▶ Material to process
PR #2770, opened 2021-03-25
feat(price-feeds): add funding rate multiplier price feed

mrice32:
**Motivation**

This FRM price feed will enable simple tracking of perpetual funding rate multiplier values for use in determining the correct fair value of a perpetual token.

**Summary**

Added a simple price feed that returns the value of the funding rate multiplier at a particular time.

**Testing**

- [X]  New unit tests created
- [ ]  Untested

**Issue(s)**

N/A


packages/financial-templates-lib/src/price-feed/CreatePriceFeed.js
```diff
@@ -435,6 +437,26 @@ async function createPriceFeed(logger, web3, networker, getTime, config) {
...
+      config
+    });
+
+    return new FundingRateMultiplierPriceFeed({
+      ...config,
+      logger,
+      web3,
+      getTime,
+      perpetualAbi: Perpetual.abi,
+      blockFinder: getSharedBlockFinder(web3)
```
nicholaspai, line 458: Unrelated: How come we don't use `getSharedBlockFinder` in BalancerPriceFeed? Just haven't gotten around to it?

packages/financial-templates-lib/src/price-feed/FundingRateMultiplierPriceFeed.js
```diff
@@ -0,0 +1,89 @@
...
+  async update() {
+    const currentTime = await this.getTime();
+    if (this.lastUpdateTime === undefined || currentTime >= this.lastUpdateTime + this.minTimeBetweenUpdates) {
+      this.price = await this._getPrice();
+      this.lastUpdateTime = currentTime;
+    }
+  }
+
+  async _getPrice(blockNumber = "latest") {
+    const { cumulativeMultiplier } = await this.perpetual.methods.fundingRate().call(undefined, blockNumber);
```
nicholaspai, line 82: Now that `multicall` is merged, should you use it to handle case where `fundingRate` hasn't been published yet, but the effective funding rate would be different than the current funding rate for a particular block?

mrice32: Yep! I can add that!

packages/financial-templates-lib/src/price-feed/FundingRateMultiplierPriceFeed.js
```diff
@@ -0,0 +1,89 @@
...
+  /**
+   * @notice Constructs new price feed object that tracks the funding rate multiplier in a particular perpetual contract.
+   * @param {Object} logger Winston module used to send logs.
+   * @param {Object} perpetualAbi Perpetual abi object to create a contract instance.
+   * @param {Object} web3 Provider from Truffle instance to connect to Ethereum network.
+   * @param {String} perpetualAddress Ethereum address of the perpetual to monitor.
+   * @param {Function} getTime Returns the current time.
+   * @param {Function} [blockFinder] Optionally pass in a shared blockFinder instance (to share the cache).
+   * @param {Integer} [minTimeBetweenUpdates] Minimum amount of time that must pass before update will actually run
+   *                                        again.
```
chrismaree, line 16:
```suggestion
   * @param {Integer} [minTimeBetweenUpdates] Minimum time that must pass before update will actually run again.
```

packages/financial-templates-lib/src/price-feed/FundingRateMultiplierPriceFeed.js
```diff
@@ -0,0 +1,89 @@
...
+    minTimeBetweenUpdates = 60,
+    priceFeedDecimals = 18
+  }) {
+    super();
+
+    // Assert required inputs.
+    assert(logger, "logger required");
+    assert(perpetualAbi, "perpetualAbi required");
+    assert(web3, "web3 required");
+    assert(perpetualAddress, "perpetualAddress required");
```
chrismaree, line 36:
```suggestion
    assert(web3.utils.isAddress(perpetualAddress), "perpetualAddress required");
```

packages/financial-templates-lib/src/price-feed/FundingRateMultiplierPriceFeed.js
```diff
@@ -0,0 +1,89 @@
...
+    this.logger = logger;
+    this.web3 = web3;
+
+    this.perpetual = new web3.eth.Contract(perpetualAbi, perpetualAddress);
+    this.uuid = `FundingRateMultiplier-${perpetualAddress}`;
+    this.getTime = getTime;
+    this.priceFeedDecimals = priceFeedDecimals;
+    this.minTimeBetweenUpdates = minTimeBetweenUpdates;
+    this.blockFinder = blockFinder || BlockFinder(web3.eth.getBlock);
+    this.convertDecimals = ConvertDecimals(18, priceFeedDecimals, web3);
```
chrismaree, line 48: question: in what context would this _not_ be 18 decimals? does a perpetual with a non-18 decimal collateral still have a funding rate of 18 decimals? If it does, we should probs consider removing any notion of decimals from this feed to simplify it a bit.

packages/financial-templates-lib/src/price-feed/FundingRateMultiplierPriceFeed.js
chrismaree, line 82: this assumes an archival node for anything with a long lookback. I think that's fine though as your internal use of this method does not provide anything to the `blockNumber` param.

chrismaree (approved):
Nice and simple. good code. I left a few small code change recommendations. Otherwise, this looks great! will be cool to see this pulled together within the expression feed.

packages/financial-templates-lib/src/price-feed/CreatePriceFeed.js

▶ Exercise details
All the data above should be set down a second time, exactly.

▶ Answer for the task
PR #2770, opened 2021-03-25
feat(price-feeds): add funding rate multiplier price feed

mrice32:
**Motivation**

This FRM price feed will enable simple tracking of perpetual funding rate multiplier values for use in determining the correct fair value of a perpetual token.

**Summary**

Added a simple price feed that returns the value of the funding rate multiplier at a particular time.

**Testing**

- [X]  New unit tests created
- [ ]  Untested

**Issue(s)**

N/A


packages/financial-templates-lib/src/price-feed/CreatePriceFeed.js
```diff
@@ -435,6 +437,26 @@ async function createPriceFeed(logger, web3, networker, getTime, config) {
...
+      config
+    });
+
+    return new FundingRateMultiplierPriceFeed({
+      ...config,
+      logger,
+      web3,
+      getTime,
+      perpetualAbi: Perpetual.abi,
+      blockFinder: getSharedBlockFinder(web3)
```
nicholaspai, line 458: Unrelated: How come we don't use `getSharedBlockFinder` in BalancerPriceFeed? Just haven't gotten around to it?

packages/financial-templates-lib/src/price-feed/FundingRateMultiplierPriceFeed.js
```diff
@@ -0,0 +1,89 @@
...
+  async update() {
+    const currentTime = await this.getTime();
+    if (this.lastUpdateTime === undefined || currentTime >= this.lastUpdateTime + this.minTimeBetweenUpdates) {
+      this.price = await this._getPrice();
+      this.lastUpdateTime = currentTime;
+    }
+  }
+
+  async _getPrice(blockNumber = "latest") {
+    const { cumulativeMultiplier } = await this.perpetual.methods.fundingRate().call(undefined, blockNumber);
```
nicholaspai, line 82: Now that `multicall` is merged, should you use it to handle case where `fundingRate` hasn't been published yet, but the effective funding rate would be different than the current funding rate for a particular block?

mrice32: Yep! I can add that!

packages/financial-templates-lib/src/price-feed/FundingRateMultiplierPriceFeed.js
```diff
@@ -0,0 +1,89 @@
...
+  /**
+   * @notice Constructs new price feed object that tracks the funding rate multiplier in a particular perpetual contract.
+   * @param {Object} logger Winston module used to send logs.
+   * @param {Object} perpetualAbi Perpetual abi object to create a contract instance.
+   * @param {Object} web3 Provider from Truffle instance to connect to Ethereum network.
+   * @param {String} perpetualAddress Ethereum address of the perpetual to monitor.
+   * @param {Function} getTime Returns the current time.
+   * @param {Function} [blockFinder] Optionally pass in a shared blockFinder instance (to share the cache).
+   * @param {Integer} [minTimeBetweenUpdates] Minimum amount of time that must pass before update will actually run
+   *                                        again.
```
chrismaree, line 16:
```suggestion
   * @param {Integer} [minTimeBetweenUpdates] Minimum time that must pass before update will actually run again.
```

packages/financial-templates-lib/src/price-feed/FundingRateMultiplierPriceFeed.js
```diff
@@ -0,0 +1,89 @@
...
+    minTimeBetweenUpdates = 60,
+    priceFeedDecimals = 18
+  }) {
+    super();
+
+    // Assert required inputs.
+    assert(logger, "logger required");
+    assert(perpetualAbi, "perpetualAbi required");
+    assert(web3, "web3 required");
+    assert(perpetualAddress, "perpetualAddress required");
```
chrismaree, line 36:
```suggestion
    assert(web3.utils.isAddress(perpetualAddress), "perpetualAddress required");
```

packages/financial-templates-lib/src/price-feed/FundingRateMultiplierPriceFeed.js
```diff
@@ -0,0 +1,89 @@
...
+    this.logger = logger;
+    this.web3 = web3;
+
+    this.perpetual = new web3.eth.Contract(perpetualAbi, perpetualAddress);
+    this.uuid = `FundingRateMultiplier-${perpetualAddress}`;
+    this.getTime = getTime;
+    this.priceFeedDecimals = priceFeedDecimals;
+    this.minTimeBetweenUpdates = minTimeBetweenUpdates;
+    this.blockFinder = blockFinder || BlockFinder(web3.eth.getBlock);
+    this.convertDecimals = ConvertDecimals(18, priceFeedDecimals, web3);
```
chrismaree, line 48: question: in what context would this _not_ be 18 decimals? does a perpetual with a non-18 decimal collateral still have a funding rate of 18 decimals? If it does, we should probs consider removing any notion of decimals from this feed to simplify it a bit.

packages/financial-templates-lib/src/price-feed/FundingRateMultiplierPriceFeed.js
chrismaree, line 82: this assumes an archival node for anything with a long lookback. I think that's fine though as your internal use of this method does not provide anything to the `blockNumber` param.

chrismaree (approved):
Nice and simple. good code. I left a few small code change recommendations. Otherwise, this looks great! will be cool to see this pulled together within the expression feed.

packages/financial-templates-lib/src/price-feed/CreatePriceFeed.js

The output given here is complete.